- _Records provided_:
•••

PR #1002, opened 2020-09-11
Add -h and --help to herbstluftwm

t-wissmann:
This is long overdue, but herbstluftwm has been lacking the -h and
--help command line flags. On -h and --help, herbstluftwm now prints a
small explanation what it is, prints all command line options and
mentions 'herbstclient' and the man page. I think this is enough for the
time being, because one never interacts manually with the herbstluftwm
binary (only when calling it mistakenly instead of 'herbstclient'
maybe).

### DIFF
--- a/src/main.cpp
+++ b/src/main.cpp
@@ -451,7 +451,7 @@ static void parse_arguments(int argc, char** argv, Globals& g) {
                 break;
             case 'h':
                 std::cout << "This starts the herbstluftwm window manager. In order to" << endl;
-                std::cout << "interact with a running herbstluftwm instance use the" << endl;
+                std::cout << "interact with a running herbstluftwm instance, use the" << endl;
                 std::cout << "\'herbstclient\' command." << endl;
                 std::cout << endl;
                 std::cout << "The herbstluftwm command accepts the following options:" << endl;
--- a/src/main.cpp
+++ b/src/main.cpp
@@ -432,7 +432,7 @@ static void parse_arguments(int argc, char** argv, Globals& g) {
     // parse options
     while (true) {
         int option_index = 0;
-        int c = getopt_long(argc, argv, "+c:vh", long_options, &option_index);
+        int c = getopt_long(argc, argv, "+c:vlh", long_options, &option_index);
         if (c == -1) {
             break;
         }
--- a/src/main.cpp
+++ b/src/main.cpp
@@ -463,7 +463,7 @@ static void parse_arguments(int argc, char** argv, Globals& g) {
                         if (long_options[i].has_arg) {
                             std::cout << " ARG";
                         }
-                        std::cout << "  ";
+                        std::cout << ", ";
                     }
                     std::cout << "--" << long_options[i].name;
                     if (long_options[i].has_arg) {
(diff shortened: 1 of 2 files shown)


src/main.cpp
```diff
@@ -448,6 +449,31 @@ static void parse_arguments(int argc, char** argv, Globals& g) {
             case 'l':
                 g.initial_monitors_locked = 1;
                 break;
+            case 'h':
+                std::cout << "This starts the herbstluftwm window manager. In order to" << endl;
+                std::cout << "interact with a running herbstluftwm instance use the" << endl;
```
dnnr, line 454: I think there should be a comma after `instance`

src/main.cpp
```diff
@@ -431,7 +432,7 @@ static void parse_arguments(int argc, char** argv, Globals& g) {
     // parse options
     while (true) {
         int option_index = 0;
-        int c = getopt_long(argc, argv, "+c:vl", long_options, &option_index);
+        int c = getopt_long(argc, argv, "+c:vh", long_options, &option_index);
```
dnnr, line 435: I'm not totally sure about this syntax, but shouldn't the `l` have stayed here?

t-wissmann: Oh right. I've accidentally deleted it...

src/main.cpp
```diff
@@ -448,6 +449,31 @@ static void parse_arguments(int argc, char** argv, Globals& g) {
...
+                std::cout << "The herbstluftwm command accepts the following options:" << endl;
+                std::cout << endl;
+                for (size_t i = 0; long_options[i].name; i++) {
+                    std::cout << "    ";
+                    if (long_options[i].val != 1) {
+                        std::cout << "-" << static_cast<char>(long_options[i].val);
+                        if (long_options[i].has_arg) {
+                            std::cout << " ARG";
+                        }
+                        std::cout << "  ";
```
dnnr, line 466: I think `", "` would be a more idiomatic way for listing the short and long form of arguments

dnnr: Besides that, I even tried the PR locally since there's no test (not appropriate, I guess...), and I looks good to me. :+1:

t-wissmann: I didn't know what to test (beside that running it does not crash). If you have an idea, I can also add a testcase.
I've replaced the separator by `", "`. (I didn't know which command to check for comparison; but `cp` indeed uses `", "` and it looks good):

•••

- _Your instructions_:
Set down every entry exactly as it appears.

- _Response area_:
PR #1002, opened 2020-09-11
Add -h and --help to herbstluftwm

t-wissmann:
This is long overdue, but herbstluftwm has been lacking the -h and
--help command line flags. On -h and --help, herbstluftwm now prints a
small explanation what it is, prints all command line options and
mentions 'herbstclient' and the man page. I think this is enough for the
time being, because one never interacts manually with the herbstluftwm
binary (only when calling it mistakenly instead of 'herbstclient'
maybe).

### DIFF
--- a/src/main.cpp
+++ b/src/main.cpp
@@ -451,7 +451,7 @@ static void parse_arguments(int argc, char** argv, Globals& g) {
                 break;
             case 'h':
                 std::cout << "This starts the herbstluftwm window manager. In order to" << endl;
-                std::cout << "interact with a running herbstluftwm instance use the" << endl;
+                std::cout << "interact with a running herbstluftwm instance, use the" << endl;
                 std::cout << "\'herbstclient\' command." << endl;
                 std::cout << endl;
                 std::cout << "The herbstluftwm command accepts the following options:" << endl;
--- a/src/main.cpp
+++ b/src/main.cpp
@@ -432,7 +432,7 @@ static void parse_arguments(int argc, char** argv, Globals& g) {
     // parse options
     while (true) {
         int option_index = 0;
-        int c = getopt_long(argc, argv, "+c:vh", long_options, &option_index);
+        int c = getopt_long(argc, argv, "+c:vlh", long_options, &option_index);
         if (c == -1) {
             break;
         }
--- a/src/main.cpp
+++ b/src/main.cpp
@@ -463,7 +463,7 @@ static void parse_arguments(int argc, char** argv, Globals& g) {
                         if (long_options[i].has_arg) {
                             std::cout << " ARG";
                         }
-                        std::cout << "  ";
+                        std::cout << ", ";
                     }
                     std::cout << "--" << long_options[i].name;
                     if (long_options[i].has_arg) {
(diff shortened: 1 of 2 files shown)


src/main.cpp
```diff
@@ -448,6 +449,31 @@ static void parse_arguments(int argc, char** argv, Globals& g) {
             case 'l':
                 g.initial_monitors_locked = 1;
                 break;
+            case 'h':
+                std::cout << "This starts the herbstluftwm window manager. In order to" << endl;
+                std::cout << "interact with a running herbstluftwm instance use the" << endl;
```
dnnr, line 454: I think there should be a comma after `instance`

src/main.cpp
```diff
@@ -431,7 +432,7 @@ static void parse_arguments(int argc, char** argv, Globals& g) {
     // parse options
     while (true) {
         int option_index = 0;
-        int c = getopt_long(argc, argv, "+c:vl", long_options, &option_index);
+        int c = getopt_long(argc, argv, "+c:vh", long_options, &option_index);
```
dnnr, line 435: I'm not totally sure about this syntax, but shouldn't the `l` have stayed here?

t-wissmann: Oh right. I've accidentally deleted it...

src/main.cpp
```diff
@@ -448,6 +449,31 @@ static void parse_arguments(int argc, char** argv, Globals& g) {
...
+                std::cout << "The herbstluftwm command accepts the following options:" << endl;
+                std::cout << endl;
+                for (size_t i = 0; long_options[i].name; i++) {
+                    std::cout << "    ";
+                    if (long_options[i].val != 1) {
+                        std::cout << "-" << static_cast<char>(long_options[i].val);
+                        if (long_options[i].has_arg) {
+                            std::cout << " ARG";
+                        }
+                        std::cout << "  ";
```
dnnr, line 466: I think `", "` would be a more idiomatic way for listing the short and long form of arguments

dnnr: Besides that, I even tried the PR locally since there's no test (not appropriate, I guess...), and I looks good to me. :+1:

t-wissmann: I didn't know what to test (beside that running it does not crash). If you have an idea, I can also add a testcase.
I've replaced the separator by `", "`. (I didn't know which command to check for comparison; but `cp` indeed uses `", "` and it looks good):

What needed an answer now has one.